View from the East Wing
- Author: Jill Biden
- Language: English
- Publisher: Gallery Books
- Publication date: June 2, 2026
- Publication place: United States
- Pages: 274
- ISBN: 978-1668222881
- OCLC: 1582427719
- Dewey Decimal: 973.934/092
- LC Class: E918.B54

= View from the East Wing =

2026 memoir by Jill Biden

View from the East Wing: A Memoir is a 2026 memoir by Jill Biden, the former first lady of the United States. The book covers her four years in the White House during the presidency of her husband, Joe Biden, including the family's response to the 2024 presidential election and his decision to withdraw from the race. It was published on June 2, 2026, by Gallery Books, an imprint of Simon & Schuster.

== Publication ==
View from the East Wing was published in the United States by Gallery Books on June 2, 2026. The first hardcover edition is 288 pages. The audiobook, narrated by Jill Biden, was released simultaneously by Simon & Schuster Audio. The UK edition was released on June 4, 2026.

== Synopsis ==
The memoir is structured as a first‑person narrative. Biden describes her first days as first lady, which coincided with the COVID-19 pandemic and the aftermath of the January 6 U.S. Capitol attack. She discusses her work on behalf of military families, cancer initiatives, vaccine awareness, and education, as well as her decision to continue teaching as a professor at a community college during her husband's presidency, which made her the first sitting first lady to hold an outside job.

Biden also recounts personal difficulties, including the death of her stepson Beau Biden, the drug addiction of her stepson Hunter Biden, and the family's response to the 2024 presidential election. She describes watching the June 2024 debate between Joe Biden and Donald Trump, during which she considered whether her husband was having a stroke or had been drugged, writing: "To this day, I still don't know what happened." She also reveals that she left a hidden message for the incoming Trump family at the White House on Inauguration Day 2025, although she does not disclose what it said.

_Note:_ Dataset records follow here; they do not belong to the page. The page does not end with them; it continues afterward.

PR #793, opened 2024-10-03
[CRM457-2104] add service types to granted and part granted emails

robinsk1:
## Description of change

[Link to relevant ticket](https://dsdmoj.atlassian.net/browse/CRM457-2104)

Update Prior Authority Notify granted and part-granted emails to provider to include the Service required and the Service provider details.

### DIFF
--- a/spec/mailers/prior_authority/feedback_messages/part_granted_feedback_spec.rb
+++ b/spec/mailers/prior_authority/feedback_messages/part_granted_feedback_spec.rb
@@ -45,6 +45,8 @@ RSpec.describe PriorAuthority::FeedbackMessages::PartGrantedFeedback do
         defendant_name: 'Abe Abrahams',
         application_total: '£300.00',
         part_grant_total: '£150.00',
+        service_required: 'Pathologist report',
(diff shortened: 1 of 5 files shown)


elken (approved):

spec/mailers/prior_authority/feedback_messages/part_granted_feedback_spec.rb
```diff
@@ -45,6 +45,8 @@
         defendant_name: 'Abe Abrahams',
         application_total: '£300.00',
         part_grant_total: '£150.00',
+        service_required: 'Pathologist report',
+        service_provider_details: 'ABC DEF<br>ABC, HIJ, SW1 1AA',
```
patrick-laa, line 49: I'm not _sure_ this is going to work. The [documentation](https://www.notifications.service.gov.uk/using-notify/formatting) says it uses markdown formatting so it might be that the <br> will be rendered as a literal string. But I may be way off the mark. Do we pass HTML tags to Notify anywhere else?

patrick-laa (approved):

The memoir describes her interactions with Melania Trump, whom she describes as "polite and controlled" after a phone call following the 2024 assassination attempt on Donald Trump, but also notes that Trump declined an invitation to the ceremonial inauguration tea. Biden also reflects on the destruction of the East Wing, which was demolished to make way for a Trump administration ballroom project. She writes: "The innards of the East Wing were spread out for everyone to see, like a rare and precious animal that had been hunted down and killed."

The book also includes Biden's reflections on her role as first lady. She writes: "Being First Lady could feel like a catch-22. You were encouraged to use your platform to do good, but not to be too aggressive in pursuing policy goals, lest you be seen as overreaching."

== Reception ==
The Kirkus Reviews assessment, published after the book's release, called it "a smart, revealing memoir by a presidential partner of skill and consequence," noting the "few surprises" in Biden's narrative, including her explanation for Joe Biden's debate performance. The Hindustan Times review described the memoir as "at turns delusional, sappy, resentful and in a weirdly irresistible way revelatory of the former first lady's agitated state of mind." The review also noted that Biden refers to Donald Trump by name only sparingly, instead calling him "Joe's opponent" or "the president-elect."

A review in The New York Times described the book as "trim, toned and beatific," noting that its strength lies in "small details," such as the cotton balls used to simulate snow at the White House and the family cat, Willow. The review also highlighted Biden's background as an English professor and her use of a "careful catalog of small details."

The Wall Street Journal offered a more critical assessment, characterizing the memoir as a narrative of "regrets" and questioning its omissions. CNN's Jake Tapper was similarly skeptical, writing that Jill Biden's assertion that her husband showed no signs of cognitive decline in the summer of 2024 is "very difficult to believe, if not just downright false." Tapper pointed to reporting he and Alex Thompson conducted with over 200 Democratic insiders for their book Original Sin, which he said detailed "mental acuity issues that got much more pronounced in 2023 and 2024 but had reared their heads before then."

=== Political reactions ===
The book drew criticism from some Democrats who said it reopened wounds from the 2024 election, which they had been trying to move past. John Morgan, a Florida trial attorney and major fundraiser for Biden's 2024 campaign, told the Los Angeles Times that the memoir was "unhelpful" and that Biden "was the main problem. She loved the life and didn't want it to end." Meghan Hays, a former White House aide to Joe Biden, said on C-SPAN: "We have a lot of momentum in our favor … and when we get pulled back into conversations about age and the election in '24, it's never gonna be a good place for Democrats."